To examine the issue systematically, Hiess and colleagues looked at 58 samples from around the world. Those samples all include U as impurities, not major components, so to get enough U to measure the isotopic ratio with sufficient precision, the researchers needed tens to hundreds of milligrams of material from each location—orders of magnitude more than is necessary for a routine dating measurement.

For most of their samples, they found a ²³⁸U/²³⁵U range of 137.818 ± 0.045, about 0.5 parts per thousand less than the commonly used value. But they also found a few outliers far outside that range, including a sample from the Fish Canyon Tuff in southwest Colorado (shown in the figure), for which they measured an anomaly of almost 5 ppt, the largest found to date. But a second Fish Canyon sample, of a different mineral, showed a ²³⁸U/²³⁵U ratio in the normal range. Previous U anomalies were all found in materials formed at low temperature, such as sedimentary rocks and fossil corals.
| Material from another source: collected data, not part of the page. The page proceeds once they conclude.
PR #831, opened 2019-10-30
✨Ensure we run config 'collection' from root

builtbyproxy:
Summary:
---------

When you run `react-native config` it gives a super handy breakdown of all packages in your config. From there the `use_native_modules!` call will parse them all in. However, in my project, this would not run from inside of the ios folder.

In order to call this, I would add `use_native_modules!` to my podfile. I would then call `pod install` and it would throw the error: 
```
Command `config` unrecognized. Make sure that you have run `npm install` and that you are inside a react-native project.
```

Config was undefined because I was calling `react-native config` inside of an 'XCode' project instead of native. Therefore this simple PR is to ensure we go back a directory in order to run `react-native config`

I had no issues from here and would love to discuss to ensure this isn't a project-specific fix. If it is I'm happy to close and upload a patch-package for other googlers coming across this!

Test Plan:
----------
1. Ensure you add the following line to the top of your podfile: 
image

2. **Optional** Ensure you are running least React-Native `0.61.2` (any `0.60` version should suffice)

3. Add `use_native_modules!` to the end of your podfile, much like this:
image

4. ensure you are in your projects `ios` directory. `cd yourProject/ios`
5. run `pod install`

You will encounter the error 
```
Command `config` unrecognized. Make sure that you have run `npm install` and that you are inside a react-native project.
```

If you run this change, it will cd back a folder into your root project where you can collect your config to continue on.

### DIFF
--- a/packages/platform-ios/native_modules.rb
+++ b/packages/platform-ios/native_modules.rb
@@ -17,7 +17,7 @@ def use_native_modules!(config = nil)
   if (!config)
     json = []
 
-    IO.popen("npx --quiet react-native config") do |data|
+    IO.popen('cd "../" ; npx --quiet react-native config') do |data|
       while line = data.gets
         json << line
       end


thymikee:
Thanks for sending a PR! 

Running `npx react-native` from any nested directory should resolve to the `node_modules/react-native` that it's closest to (in your case, the `<projectRoot>/node_modules/react-native`. If it doesn't it may mean you have a global `react-native` or/and `react-native-cli` installed (hence the message "Command `config` unrecognized" – it comes from the legacy init living in these packages). 

Please remove global versions and run again without this patch, it should work.

builtbyproxy:
Awesome! Thanks a lot for explaining that
Out of curiocity what is the harm in cd'ing back to root to run this to account for both use cases?

thymikee:
You have it somewhere, this error message is only present in `react-native-cli` package: https://github.com/react-native-community/cli/blob/master/packages/global-cli/index.js#L154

Their U ratios could be affected by U fractionation in chemical processes in water. But the Fish Canyon Tuff formed volcanically, from cooling magma, in which no such chemistry was at work. The mechanism of high-temperature U fractionation has yet to be understood.
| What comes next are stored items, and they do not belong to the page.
PR #832, opened 2019-10-30
imp: Extract debugger-ui

Esemesek:
Summary:
---------

Extract `debugger-ui` module out of `cli`.

TODO:
- [x] - Cleanup `html` file (extract styles, scripts and assets)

A 0.5-ppt change in the ²³⁸U/²³⁵U ratio means that ages calculated through Pb–Pb dating need to be revised by almost a million years. A 5-ppt anomaly would mean a change of several million years. (The Fish Canyon Tuff itself is only 28.5 million years old, so its age was not calculated by Pb–Pb dating and therefore doesn’t need to be revised.) That’s a small relative error in an age of a billion years or more, but it can potentially make a qualitative difference, especially in questions of which of two events happened first.

Samarium

There’s virtually no ¹⁴⁶Sm left in the solar system. No natural process creates it in any measurable amount, and all of the primordial ¹⁴⁶Sm has long ago decayed into stable neodymium-142. So the usefulness of ¹⁴⁶Sm dating (measuring the amount of radiogenic ¹⁴²Nd relative to other Nd isotopes) is limited to materials and events from the first few hundred million years after the solar system began to condense into solid objects.
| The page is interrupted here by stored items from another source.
PR #844, opened 2019-11-14
fix: debugger-ui name and reload button

thymikee:
Summary:
---------

- rename module to `@react-native-community/cli-debugger-ui`
- fix "Reload app" 

Test Plan:
----------

Reload button works

### DIFF
--- a/.vscode/settings.json
+++ b/.vscode/settings.json
@@ -8,7 +8,6 @@
   "editor.formatOnSave": true,
   "flow.useNPMPackagedFlow": true,
   "javascript.validate.enable": false,
-  "prettier.eslintIntegration": true,
   "eslint.validate": [
     "javascript",
     "javascriptreact",
--- a/package.json
+++ b/package.json
@@ -7,7 +7,7 @@
     "prebuild": "yarn build:ts",
     "build": "node ./scripts/build.js && yarn build:debugger",
     "build:ts": "node ./scripts/buildTs.js",
-    "build:debugger": "yarn workspace @react-native-community/debugger-ui build",
+    "build:debugger": "yarn workspace @react-native-community/cli-debugger-ui build",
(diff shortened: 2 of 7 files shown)


slorber:
Hey,

Like this button.

Wonder if it would be possible to customize this view more and let users add custom buttons?

For example the options in the dev shake menu, or other contextual things like a button to skip current form in DEV?

thymikee:
Sure. I think we could include some of those by default. But making the UI extensible sounds like terrific idea as well. 

We plan to rewrite the debugger UI to React, which will make it possible to compose the whole experience from reusable components. By providing a custom entry-point and exporting some common functionalities (e.g. logging, priority override, connected devices, controls) from the `@react-native-community/cli-debugger-ui` package, we could empower users to build their own UIs and eventually ship them as defaults if they prove helpful.

However, there's also an ongoing effort from [Flipper](https://fbflipper.com/) core team to make it easier to integrate with React Native and write plugins. I think the near future where I'd like to be is making Flipper a go-to development tool that would embed other tools (like React DevTools, Reactotron, [perf logging](https://github.com/oblador/flipper-plugin-react-native-performance), and many more).

cc @rickhanlonii @axe-fb

slorber:
That would be great :) 
My current solution is to include a dev toolbar at the top of all my apps with contextual actions (like "fill this form"). But it's a bit annoying to have to use some screen space for that while it could fit in another UI.

rickhanlonii:
@slorber for the dev shake menu we added a way to add new options, does this work for you? https://github.com/facebook/react-native/pull/25848

slorber:
@rickhanlonii not exactly, I find it particularly annoying to have to take my device from the desk and shake it :)

If there would be a devtools option to toggle the dev menu without shaking, that would remove a part of that pain and is probably more easy to support, as it would be static ;)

The accepted ¹⁴⁶Sm half-life of 103 million years is based on two measurements: one from 1966 by a group at Argonne National Laboratory and one from 1987 by a group at the University of Göttingen. ⁴ But other, earlier measurements had found the half-life to be much shorter (albeit with large uncertainty), which inspired Paul, Nakanishi, and colleagues to revisit the question. They used three nuclear reactions to create some ¹⁴⁶Sm in a sample of ¹⁴⁷Sm. Alpha decays from ¹⁴⁶Sm and from ¹⁴⁷Sm are distinguishable by their alpha-particle energies, so the researchers could count the number of decays from each isotope over a period of several months. Then they measured the Sm isotopic ratio in the sample. From that information and the known half-life of ¹⁴⁷Sm, they found the ¹⁴⁶Sm half-life to be just 68 ± 7 million years.

The 1966 Argonne measurement used a similar technique; that group’s measurement of the sample composition could have been marred by isobaric contributions—specifically, ¹⁴⁶Nd masquerading as ¹⁴⁶Sm. Paul, Nakanishi, and colleagues avoided that problem by analyzing their samples with accelerator mass spectrometry, which distinguishes atoms not only by their mass but also by their atomic number. But the 1987 Göttingen measurement used a different technique entirely, one that wasn’t prone to isobaric interference. Paul has no explanation for the discrepancy between their measurement and the Göttingen one, and he suspects it will take an independent new measurement to settle the issue.

If the new, shorter half-life turns out to be correct, it means that every event dated with ¹⁴⁶Sm happened much earlier during the solar system’s formation than previously thought. That would have important implications for the timeline of the differentiation of Earth’s mantle, the solidification of the Moon’s magma ocean, and the accretion of Mars.